Nama terkenal banyak yang malas
Sayangnya Mustafa masih pelit untuk berbagi informasi tentang nama-nama BUMN yang belum secara lengkap menyerahkan LHKPN-nya. Menurutnya, Kementrian BUMN akan memberikan reward dan punishment terkait dengan LHKPN ini. “Beberapa macam sanksi misalnya pemotongan bonus, pemotongan kenaikan gaji, penurunan pangkat, penundaan kenaikan pangkat. Macam-macam sanksinya karena itu ada aturannya. Ada model sanksi akan diberikan jika itu pegawai bumn, kita akan terapkan kewajiban reward and punishment,” jelas Mustafa.
Dalam lampiran surat BUMN tersebut, terdapat beberapa nama populer di masyarakat yang belum menyerahkan LHKPN. Beberapa nama tersebut adalah Adi Soharto, Direktur IT dan Internasional Bank BNI. Selain Adi, di BNI terdapat tiga nama lainnya yang juga belum menyerahkan LHKPN. Ketiga nama tersebut adalah Darmadi Sutanto, Honggo Widjoyo dan Peter B. Stok. Bahkan mantan juru bicara Presiden yang saat ini menjabat sebagai duta besar Amerika Serikat, Dino Pati Jalal belum juga menyerahkan LHKPN. Padahal Dino Pati Jalal menjabat sebagai komisaris di PT Danareksa (Persero). Kemudian ada Akhmad Syakhoriza sebagai komisaris Jasa Marga.
Selanjutnya, BUMN obat, PT Kimia Farma Tbk juga ada tiga nama yang belum menyerahkan LHKPN. Ketiga nama tersebut adalah Dandossi Matram, Darmansyah, dan Effendi Rangkuti. Tiga nama tersebut mennjabat sebagai komisaris di PT Kimia Farma dan belum menyerahkan LHKPN Formulir A. Masih ada nama mantan Direktur Utama Bursa Efek Indonesia yang saat ini menjabat sebagai komisaris PT PPA, Erry Firmansyah juga belum menyerahkan form A LHKPN. Dua nama lainnya adalah Fachry Ali yang menjabat sebagai komisaris PT Timah dan juga Tanri Abeng yang menjabat sebagai komisaris Telkom. Selain nama-nama yang sudah disebutkan, masih banyak nama-nama lainnya yang juga belum menyerahkan LHKPN.

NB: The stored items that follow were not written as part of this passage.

PR #326, opened 2021-03-03
Generating Certificates

chrislovecnm:
# Why we are doing this

We are currently using the k8s certificate API to issue self-signed certs, and this K8s component is changing in future versions. The API does not allow an operator to issue a certificate with a proper self-signed CA. Also, OpenShift further restricts the use of the k8s certificate API. This PR uses the functionality in CRDB to generate self-signed certificates.

We do not recommend using self-signed certificates in production.

# This PR

This PR adds the capability to use the cockroach binary to generate self-signed TLS certificates to run a secure CRDB database. We are downloading the CRDB binary and adding the binary to the operator container. When the actor is enabled, the CRDB binary is executed and the CRDB binary generates certificates.  The actor is enabled via a feature flag and is currently disabled.

# Work not complete

- [x] Implement secret update
- [x] Test inside container
- [x] Test in cluster 
- [x] Error handling
- [x] Integration testing

# Future Work

In the future, we will replace this code with code that calls the code used in the CRDB code base.  That code is not usable and requires refactoring into another repository and a stand-alone library.


keith-mcclellan:
@alyshanjahani-crl We'd appreciate it if you reviewed this PR for us. Thanks!!!

pkg/actor/generate_cert.go
```diff
@@ -0,0 +1,242 @@
...
+		resource.NewKubeResource(ctx, rc.client, cluster.Namespace(), kube.DefaultPersister))
+	if client.IgnoreNotFound(err) != nil {
+		return errors.Wrap(err, "failed to get client TLS secret")
+	}
+
+	if secret.Ready() {
+		return nil
+	}
+
+	// This is replacing some code
```
alyshanjahani-crl, line 199: could you explain more in the comment? or perhaps move this to a constant.

pkg/security/certs.go
```diff
@@ -0,0 +1,336 @@
...
+		caType != ClientCAPem &&
+		caType != UICAPem {
+
+		return fmt.Errorf("caType argument to createCACertAndKey must be one of CAPem (%d), ClientCAPem (%d), or UICAPem (%d), got: %d", CAPem, ClientCAPem, UICAPem, caType)
+	}
+
+	certsDirParam := fmt.Sprintf(CERTS_DIR, certsDir)
+	caKeyParam := fmt.Sprintf(CA_KEY, caKeyPath)
+
+	// TODO do we need to move the certs to the correct path?
```
alyshanjahani-crl, line 140: does the command we're running in `execCmd` write the certs to a path that the generateCert rc specifics when calling ? 
If so i think we can ignore moving the certs to the correct path? Does the container get destroyed after the generated certs are persisted at k8s secrets?

pkg/security/certs.go
```diff
@@ -0,0 +1,336 @@
...
+	execCmd(args...)
+
+	//log.Infof(context.Background(), "generated node key: %s", keyPath)
+	return nil
+}
+
+// CreateUIPair creates a UI certificate and key using the UI CA.
+// The CA cert and key must load properly. If multiple certificates
+// exist in the CA cert, the first one is used.
+func CreateUIPair(certsDir, caKeyPath string, keySize int, lifetime time.Duration, overwrite bool, hosts []string) error {
```
alyshanjahani-crl, line 185: is this function to be removed? same with CreateClientPair below?

alyshanjahani-crl (approved):
Overall the changes lgtm, ill give an approval so im not gatekeeping the PR.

Sementara itu, dikonfirmasi kepada Sekretaris Kementrian BUMN, Said Didu juga masih bungkam soal nama-nama BUMN yang belum menyerahkan LHKPN. Said tidak mau bercerita banyak soal LHKPN ini. Menurut dia, Kementrian BUMN dan KPK akan segera menindaklanjuti bagi pejabat yang wajib LHKPN ternyata belum menyerahkan LHKPN. “Bagi mereka yang belum menyerahkan laporan LHKPN wajib ada sanksi. Karena mereka kan sudah menerima tantiem (bonus),” kata Said singkat.